Return the run of lines below that opens with the line containing "PR #192, opened 2019-05-13" and closes with the line containing "x_res = (adef.area_extent[2]", keeping each one exact.

= = =

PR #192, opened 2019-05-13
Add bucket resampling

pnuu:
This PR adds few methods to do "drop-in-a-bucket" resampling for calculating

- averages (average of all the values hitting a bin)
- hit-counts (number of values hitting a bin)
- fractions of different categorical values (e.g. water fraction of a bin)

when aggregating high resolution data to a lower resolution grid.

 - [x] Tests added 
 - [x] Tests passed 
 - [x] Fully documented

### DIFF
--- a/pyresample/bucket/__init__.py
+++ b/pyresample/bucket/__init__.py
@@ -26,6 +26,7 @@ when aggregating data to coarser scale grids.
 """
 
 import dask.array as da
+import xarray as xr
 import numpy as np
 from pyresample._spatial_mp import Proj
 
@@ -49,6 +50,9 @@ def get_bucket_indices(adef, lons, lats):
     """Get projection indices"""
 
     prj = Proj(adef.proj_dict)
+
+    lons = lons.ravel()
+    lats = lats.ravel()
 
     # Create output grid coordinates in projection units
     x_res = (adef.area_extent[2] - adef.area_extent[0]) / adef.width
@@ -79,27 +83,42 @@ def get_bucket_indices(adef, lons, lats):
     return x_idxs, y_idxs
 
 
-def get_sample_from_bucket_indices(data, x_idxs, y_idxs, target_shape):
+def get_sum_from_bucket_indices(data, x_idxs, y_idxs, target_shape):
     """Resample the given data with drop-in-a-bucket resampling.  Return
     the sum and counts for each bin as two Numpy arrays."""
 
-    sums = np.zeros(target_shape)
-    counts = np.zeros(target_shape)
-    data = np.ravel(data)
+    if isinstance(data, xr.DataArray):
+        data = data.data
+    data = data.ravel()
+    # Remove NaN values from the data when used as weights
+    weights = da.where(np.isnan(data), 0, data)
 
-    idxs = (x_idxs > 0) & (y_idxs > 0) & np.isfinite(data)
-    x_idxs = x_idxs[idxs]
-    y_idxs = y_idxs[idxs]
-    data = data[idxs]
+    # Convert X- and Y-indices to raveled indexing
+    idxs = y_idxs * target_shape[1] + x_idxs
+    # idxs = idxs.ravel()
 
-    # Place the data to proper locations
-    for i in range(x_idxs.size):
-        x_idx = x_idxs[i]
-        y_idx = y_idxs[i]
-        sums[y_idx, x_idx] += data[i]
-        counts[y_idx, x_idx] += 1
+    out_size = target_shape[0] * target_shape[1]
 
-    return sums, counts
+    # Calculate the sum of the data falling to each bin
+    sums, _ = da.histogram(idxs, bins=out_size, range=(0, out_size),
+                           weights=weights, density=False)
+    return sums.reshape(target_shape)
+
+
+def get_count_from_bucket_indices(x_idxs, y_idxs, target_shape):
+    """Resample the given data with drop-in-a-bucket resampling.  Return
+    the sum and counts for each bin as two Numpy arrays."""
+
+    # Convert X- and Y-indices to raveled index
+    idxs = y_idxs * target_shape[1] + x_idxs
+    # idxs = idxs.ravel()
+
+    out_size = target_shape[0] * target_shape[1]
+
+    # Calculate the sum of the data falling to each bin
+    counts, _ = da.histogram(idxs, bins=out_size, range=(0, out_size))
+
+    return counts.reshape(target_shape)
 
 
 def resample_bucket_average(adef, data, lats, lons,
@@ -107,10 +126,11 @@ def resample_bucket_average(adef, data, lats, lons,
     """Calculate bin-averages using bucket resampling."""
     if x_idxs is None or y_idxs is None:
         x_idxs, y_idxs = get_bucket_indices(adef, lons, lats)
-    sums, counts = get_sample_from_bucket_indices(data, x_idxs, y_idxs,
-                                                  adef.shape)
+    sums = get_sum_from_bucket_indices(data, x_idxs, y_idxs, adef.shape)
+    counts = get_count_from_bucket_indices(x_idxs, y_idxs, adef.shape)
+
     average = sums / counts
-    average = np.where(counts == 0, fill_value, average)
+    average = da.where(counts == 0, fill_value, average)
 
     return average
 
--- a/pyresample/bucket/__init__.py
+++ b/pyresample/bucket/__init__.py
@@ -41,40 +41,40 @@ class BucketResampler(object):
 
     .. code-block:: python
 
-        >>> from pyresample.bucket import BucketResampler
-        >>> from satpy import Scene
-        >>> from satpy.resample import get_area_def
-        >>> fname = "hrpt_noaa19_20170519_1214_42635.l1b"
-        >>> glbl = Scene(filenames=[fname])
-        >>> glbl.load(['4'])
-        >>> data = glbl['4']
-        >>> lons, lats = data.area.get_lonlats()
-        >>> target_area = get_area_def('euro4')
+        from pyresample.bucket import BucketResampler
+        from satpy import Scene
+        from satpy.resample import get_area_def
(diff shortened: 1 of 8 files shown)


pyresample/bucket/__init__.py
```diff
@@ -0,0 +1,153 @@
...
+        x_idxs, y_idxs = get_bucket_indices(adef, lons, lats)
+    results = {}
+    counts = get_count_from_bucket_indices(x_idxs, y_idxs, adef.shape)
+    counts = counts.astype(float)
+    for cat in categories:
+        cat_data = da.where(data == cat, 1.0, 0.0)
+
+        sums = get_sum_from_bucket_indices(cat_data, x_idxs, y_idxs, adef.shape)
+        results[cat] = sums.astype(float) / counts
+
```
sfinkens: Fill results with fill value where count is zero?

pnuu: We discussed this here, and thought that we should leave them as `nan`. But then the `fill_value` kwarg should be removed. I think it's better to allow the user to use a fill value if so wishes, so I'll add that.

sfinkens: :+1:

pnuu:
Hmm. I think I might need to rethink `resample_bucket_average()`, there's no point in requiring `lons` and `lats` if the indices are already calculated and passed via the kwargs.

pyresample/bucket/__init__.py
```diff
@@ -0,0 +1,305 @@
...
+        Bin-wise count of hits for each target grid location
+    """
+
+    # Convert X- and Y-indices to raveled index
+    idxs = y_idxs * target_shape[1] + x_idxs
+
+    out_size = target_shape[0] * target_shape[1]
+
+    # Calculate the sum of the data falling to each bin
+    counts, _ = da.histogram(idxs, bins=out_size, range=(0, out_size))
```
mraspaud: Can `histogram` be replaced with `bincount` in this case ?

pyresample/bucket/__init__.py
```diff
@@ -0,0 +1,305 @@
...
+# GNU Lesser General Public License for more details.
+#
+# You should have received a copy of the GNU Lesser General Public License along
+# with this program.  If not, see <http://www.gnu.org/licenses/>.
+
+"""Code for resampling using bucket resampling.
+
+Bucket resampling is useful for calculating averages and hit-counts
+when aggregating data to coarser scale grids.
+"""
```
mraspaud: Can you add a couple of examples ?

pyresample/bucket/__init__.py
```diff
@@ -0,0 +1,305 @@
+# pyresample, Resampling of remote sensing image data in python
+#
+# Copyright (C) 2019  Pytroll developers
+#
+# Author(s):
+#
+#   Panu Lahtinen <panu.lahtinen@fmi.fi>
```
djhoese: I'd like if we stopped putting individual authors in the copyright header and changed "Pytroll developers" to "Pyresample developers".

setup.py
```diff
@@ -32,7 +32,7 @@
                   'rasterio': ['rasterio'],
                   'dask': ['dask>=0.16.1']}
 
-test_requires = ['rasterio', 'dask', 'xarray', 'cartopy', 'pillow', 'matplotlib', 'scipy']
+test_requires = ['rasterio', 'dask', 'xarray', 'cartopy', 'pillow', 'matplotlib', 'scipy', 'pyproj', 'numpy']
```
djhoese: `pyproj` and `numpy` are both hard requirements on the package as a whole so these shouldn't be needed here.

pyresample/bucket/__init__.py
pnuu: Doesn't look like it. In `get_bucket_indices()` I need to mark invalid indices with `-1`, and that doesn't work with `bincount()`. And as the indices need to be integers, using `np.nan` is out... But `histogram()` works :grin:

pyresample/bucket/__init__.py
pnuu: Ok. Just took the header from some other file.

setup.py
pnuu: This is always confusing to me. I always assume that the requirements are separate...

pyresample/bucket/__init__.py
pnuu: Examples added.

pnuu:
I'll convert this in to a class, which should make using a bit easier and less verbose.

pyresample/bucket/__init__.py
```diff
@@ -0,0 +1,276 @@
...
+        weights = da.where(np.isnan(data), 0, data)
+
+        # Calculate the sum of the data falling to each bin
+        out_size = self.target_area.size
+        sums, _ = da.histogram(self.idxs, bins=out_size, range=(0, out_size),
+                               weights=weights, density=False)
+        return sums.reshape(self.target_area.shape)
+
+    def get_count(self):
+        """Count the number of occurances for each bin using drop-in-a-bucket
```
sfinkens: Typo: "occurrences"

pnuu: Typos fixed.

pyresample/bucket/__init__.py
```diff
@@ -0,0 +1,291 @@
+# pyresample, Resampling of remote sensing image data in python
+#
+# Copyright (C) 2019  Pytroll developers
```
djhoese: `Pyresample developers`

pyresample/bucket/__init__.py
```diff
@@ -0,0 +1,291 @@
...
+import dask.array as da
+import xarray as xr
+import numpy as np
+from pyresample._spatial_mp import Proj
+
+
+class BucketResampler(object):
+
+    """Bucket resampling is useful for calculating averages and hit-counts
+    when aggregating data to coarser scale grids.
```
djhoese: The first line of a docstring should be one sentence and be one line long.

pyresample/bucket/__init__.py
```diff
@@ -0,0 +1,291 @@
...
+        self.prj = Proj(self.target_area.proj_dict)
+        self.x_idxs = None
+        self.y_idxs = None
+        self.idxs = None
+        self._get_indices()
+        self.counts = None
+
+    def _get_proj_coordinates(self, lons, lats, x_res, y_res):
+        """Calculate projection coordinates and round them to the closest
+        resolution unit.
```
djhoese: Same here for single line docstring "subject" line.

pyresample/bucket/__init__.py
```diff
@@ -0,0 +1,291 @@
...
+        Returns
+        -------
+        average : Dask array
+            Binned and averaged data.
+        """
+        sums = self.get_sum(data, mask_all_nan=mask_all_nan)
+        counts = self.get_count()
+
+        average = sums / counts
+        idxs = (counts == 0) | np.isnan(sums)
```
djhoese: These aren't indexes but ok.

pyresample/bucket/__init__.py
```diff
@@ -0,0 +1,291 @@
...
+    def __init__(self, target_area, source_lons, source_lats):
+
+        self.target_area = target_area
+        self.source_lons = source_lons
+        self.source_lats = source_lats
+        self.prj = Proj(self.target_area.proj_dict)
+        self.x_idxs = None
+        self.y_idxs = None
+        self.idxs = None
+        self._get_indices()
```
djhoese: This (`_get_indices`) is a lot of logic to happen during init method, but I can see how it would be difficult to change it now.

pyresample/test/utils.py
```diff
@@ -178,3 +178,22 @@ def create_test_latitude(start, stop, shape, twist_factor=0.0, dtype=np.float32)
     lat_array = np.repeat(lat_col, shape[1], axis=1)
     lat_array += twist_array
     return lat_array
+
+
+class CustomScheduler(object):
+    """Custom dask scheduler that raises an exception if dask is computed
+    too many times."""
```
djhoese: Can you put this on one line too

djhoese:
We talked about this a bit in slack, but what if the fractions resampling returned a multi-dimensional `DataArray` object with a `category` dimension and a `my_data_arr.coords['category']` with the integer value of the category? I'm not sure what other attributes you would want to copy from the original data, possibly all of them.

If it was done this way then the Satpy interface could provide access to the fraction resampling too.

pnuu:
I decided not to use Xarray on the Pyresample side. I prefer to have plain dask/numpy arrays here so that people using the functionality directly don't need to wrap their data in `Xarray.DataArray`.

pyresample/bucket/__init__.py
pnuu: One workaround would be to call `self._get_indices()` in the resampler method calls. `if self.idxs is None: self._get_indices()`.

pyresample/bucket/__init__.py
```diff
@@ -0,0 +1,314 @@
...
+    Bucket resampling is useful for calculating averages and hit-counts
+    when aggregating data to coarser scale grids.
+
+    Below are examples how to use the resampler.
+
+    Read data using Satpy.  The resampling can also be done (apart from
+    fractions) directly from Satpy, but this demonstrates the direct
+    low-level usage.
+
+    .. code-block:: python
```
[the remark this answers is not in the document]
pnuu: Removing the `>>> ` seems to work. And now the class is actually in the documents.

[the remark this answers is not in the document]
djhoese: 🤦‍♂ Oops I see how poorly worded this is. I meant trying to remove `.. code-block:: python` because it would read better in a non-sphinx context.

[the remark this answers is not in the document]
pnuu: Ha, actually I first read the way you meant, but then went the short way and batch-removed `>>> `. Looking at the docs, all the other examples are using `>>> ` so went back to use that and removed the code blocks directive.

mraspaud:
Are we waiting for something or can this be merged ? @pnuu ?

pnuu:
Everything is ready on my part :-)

= = =

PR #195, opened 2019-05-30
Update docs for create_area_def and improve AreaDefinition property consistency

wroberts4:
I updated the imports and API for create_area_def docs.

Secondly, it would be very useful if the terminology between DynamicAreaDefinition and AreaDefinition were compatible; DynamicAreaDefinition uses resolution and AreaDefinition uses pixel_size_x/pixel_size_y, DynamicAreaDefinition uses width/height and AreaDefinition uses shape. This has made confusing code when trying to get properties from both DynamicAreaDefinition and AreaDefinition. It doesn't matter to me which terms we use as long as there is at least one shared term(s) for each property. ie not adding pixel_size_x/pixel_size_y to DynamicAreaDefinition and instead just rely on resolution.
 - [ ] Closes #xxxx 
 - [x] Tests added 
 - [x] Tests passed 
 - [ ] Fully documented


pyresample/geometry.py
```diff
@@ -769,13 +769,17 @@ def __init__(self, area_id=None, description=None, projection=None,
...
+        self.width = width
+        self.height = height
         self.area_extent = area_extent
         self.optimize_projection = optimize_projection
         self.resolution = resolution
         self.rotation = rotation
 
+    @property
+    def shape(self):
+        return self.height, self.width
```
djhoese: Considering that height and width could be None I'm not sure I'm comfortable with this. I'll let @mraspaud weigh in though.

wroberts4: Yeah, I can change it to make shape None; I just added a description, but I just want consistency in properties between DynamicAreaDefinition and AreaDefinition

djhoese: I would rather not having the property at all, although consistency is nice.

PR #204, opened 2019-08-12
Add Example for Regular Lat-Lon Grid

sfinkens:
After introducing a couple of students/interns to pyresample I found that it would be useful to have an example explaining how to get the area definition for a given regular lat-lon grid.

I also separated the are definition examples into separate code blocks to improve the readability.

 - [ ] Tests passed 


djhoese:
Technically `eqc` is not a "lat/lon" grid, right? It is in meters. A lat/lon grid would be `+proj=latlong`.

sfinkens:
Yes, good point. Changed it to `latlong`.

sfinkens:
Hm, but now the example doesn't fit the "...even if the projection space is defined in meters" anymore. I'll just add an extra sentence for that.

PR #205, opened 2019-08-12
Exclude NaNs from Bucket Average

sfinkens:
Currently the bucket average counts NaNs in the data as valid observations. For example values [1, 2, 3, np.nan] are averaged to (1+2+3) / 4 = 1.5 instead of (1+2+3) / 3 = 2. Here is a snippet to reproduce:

= = =

• _Task answer_
PR #192, opened 2019-05-13
Add bucket resampling

pnuu:
This PR adds few methods to do "drop-in-a-bucket" resampling for calculating

- averages (average of all the values hitting a bin)
- hit-counts (number of values hitting a bin)
- fractions of different categorical values (e.g. water fraction of a bin)

when aggregating high resolution data to a lower resolution grid.

 - [x] Tests added 
 - [x] Tests passed 
 - [x] Fully documented

### DIFF
--- a/pyresample/bucket/__init__.py
+++ b/pyresample/bucket/__init__.py
@@ -26,6 +26,7 @@ when aggregating data to coarser scale grids.
 """
 
 import dask.array as da
+import xarray as xr
 import numpy as np
 from pyresample._spatial_mp import Proj
 
@@ -49,6 +50,9 @@ def get_bucket_indices(adef, lons, lats):
     """Get projection indices"""
 
     prj = Proj(adef.proj_dict)
+
+    lons = lons.ravel()
+    lats = lats.ravel()
 
     # Create output grid coordinates in projection units
     x_res = (adef.area_extent[2] - adef.area_extent[0]) / adef.width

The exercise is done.